JWeaver Crawler
JWeaver Crawler is an open-source Java library designed for extracting text content from websites efficiently. It provides essential functionality for tasks such as search engine development, data mining, and content aggregation.
Getting started Link to heading
Add Dependency: Begin by adding the JWeaver Crawler Library as a dependency in your project. Find the latest version on Maven Central
<dependency>
<groupId>org.jweaver</groupId>
<artifactId>crawler</artifactId>
<version>1.0.2</version>
</dependency>
implementation group: 'org.jweaver', name: 'crawler', version: '1.0.2'
Usage Link to heading
Quickstart Link to heading
Create a new crawler with the default configurations by providing a set of URIs and start crawling. You can see the generated files in the /output directory of the current path.
var uris = Set.of("https://en.wikipedia.org/wiki/Computer_science",
"https://crawler-test.com/");
var crawler = JWeaverCrawler.builder().build(uris);
crawler.runParallel();
Configuration Link to heading
The library provides a wide range of configuration options, allowing the fine-tuning of parameters such as maximum depth, politeness delay between requests, export configuration and the choice of HTTP client. This enables the optimization of the crawling process for efficient resource usage, and adherence to web server policies.
//var metadataEnabled = true;
//var exportConfig = ExportConfig.exportJson("/output", metadataEnabled);
var exportConfig = ExportConfig.exportMarkdown("/tmp/jweaver/output");
//customize your http client
var httpClient =
HttpClient.newBuilder()
.followRedirects(HttpClient.Redirect.ALWAYS)
.version(HttpClient.Version.HTTP_1_1)
.build();
var crawler =
JWeaverCrawler.builder()
.exportConfiguration(exportConfig)
.httpClient(httpClient)
.maxDepth(3)
.politenessDelay(Duration.ofSeconds(2))
.build(uris);
Supported Types Link to heading
Export Type | Metadata | Extension |
---|---|---|
Markdown | False | .md |
JSON | True | .json |
Execution Link to heading
- Parallel with Java Virtual Threads
- Sequentially
Extensibility Link to heading
The library offers customization options for the extraction process and filewriting.
By implementing the DocumentParser interface, you can replace the internal document parser and define a custom one to extract the required content for the internal processing from HTML pages.
public interface DocumentParser {
String parseTitle(String htmlBody, String pageUri);
String parseBody(String htmlBody, String pageUri);
Set<String> parseLinks(String htmlBody, String pageUri);
}
You can implement the JWeaverWriter interface which defines methods for processing and writing the results of the web crawling process.
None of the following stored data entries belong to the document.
PR #3408, opened 2024-07-17
fix: always parse headers

ronag:
Changes onHeaders and onComplete headers/trailers to always be a pre-parsed headers record.

### DIFF
--- a/lib/core/util.js
+++ b/lib/core/util.js
@@ -342,13 +342,13 @@ function parseHeaders (headers, obj) {
         val = [val]
         obj[key] = val
       }
-      val.push(headers[i + 1].toString('utf8'))
+      val.push(headers[i + 1].toString('latin1'))
     } else {
       const headersValue = headers[i + 1]
       if (typeof headersValue === 'string') {
         obj[key] = headersValue
       } else {
-        obj[key] = Array.isArray(headersValue) ? headersValue.map(x => x.toString('utf8')) : headersValue.toString('utf8')
+        obj[key] = Array.isArray(headersValue) ? headersValue.map(x => x.toString('latin1')) : headersValue.toString('latin1')
       }
     }
   }
--- a/lib/core/util.js
+++ b/lib/core/util.js
@@ -332,6 +332,7 @@ function bufferToLowerCasedHeaderName (value) {
  */
 function parseHeaders (headers, obj) {
   if (obj === undefined) obj = {}
+  if (headers == null) return
   for (let i = 0; i < headers.length; i += 2) {
     const key = headerNameToString(headers[i])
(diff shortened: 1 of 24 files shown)


ronag:
@metcoder95 @mcollina I have some http2 and mock test failures I haven't been able to figure out. Would appreciate some help.

metcoder95 (commented):
Shall we update the docs to state the change?

LGTM, I'm having a hectic morning; I'll see the H2 issues throughout the day and see if I can submit a PR or hint you the issue.

ronag:
> Shall we update the docs to state the change?

Where how? I tried updating docs. Did I miss something?

metcoder95:
This [dispatcher handlers](https://undici.nodejs.org/#/docs/api/Dispatcher?id=parameter-dispatchhandler) will start receiving the `headers` already parsed instead of in a Buffer format, isn't it?

metcoder95 (approved):

metcoder95:
Will check the H2 issues throughout the day

ronag:
I think I managed to fix the failures

mertcanaltin:
> I think I managed to fix the failures

greetings some test errors appear I wonder if these could be flakky?

metcoder95:
I don't believe they are flaky as they are pretty consistent across jobs: https://github.com/nodejs/undici/actions/runs/9980661941/job/27582582584?pr=3408#step:8:2242

Seems to be related with `fetch` and parsing non-Latin1 chars on headers.

lib/core/util.js
```diff
@@ -341,13 +342,13 @@ function parseHeaders (headers, obj) {
...
       }
-      val.push(headers[i + 1].toString('utf8'))
+      val.push(headers[i + 1].toString('latin1'))
     } else {
       const headersValue = headers[i + 1]
       if (typeof headersValue === 'string') {
         obj[key] = headersValue
       } else {
-        obj[key] = Array.isArray(headersValue) ? headersValue.map(x => x.toString('utf8')) : headersValue.toString('utf8')
+        obj[key] = Array.isArray(headersValue) ? headersValue.map(x => x.toString('latin1')) : headersValue.toString('latin1')
```
ronag, line 351: @metcoder95 @mcollina PTAL

metcoder95: Adjusted the tests to align with the change

metcoder95 (approved):

metcoder95:
It seems CI is still not happy...

mcollina (changes requested):
We should update the global dispatcher API version number.

Ideally it would be best if we could provide a polyfill for the v1 API, so that using latest undici on old node would still work.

Implementations of this interface are responsible for handling successful crawled pages, error information, and connection maps generated during the crawling process.
public interface JWeaverWriter {
//Processes a successfully crawled page and writes the result
void processSuccess(SuccessResultPage successResultPage, ExportConfig exportConfiguration);
//Processes errors encountered during crawling and writes error information
void processErrors(
String baseUri, List<NodeError> nodeErrorList, ExportConfig exportConfiguration);
// Processes connection map information generated during crawling and writes it
void processConnectionMap(
String baseUri, List<Connection> connections, ExportConfig exportConfiguration);
}
Provide the implementations during the crawler configuration
//class CustomParserImpl implements DocumentParser{}
var myParserImpl = new CustomParserImpl();
//class MyFileWriter implements JWeaverWriter{}
var myFileWriter = new MyFileWriter();
var crawler = JWeaverCrawler.builder()
.parser(myParserImpl)
.writer(myFileWriter)
.build(uris);
License Link to heading
This project is licensed under the GNU General Public License v3.0 (GPL-3.0).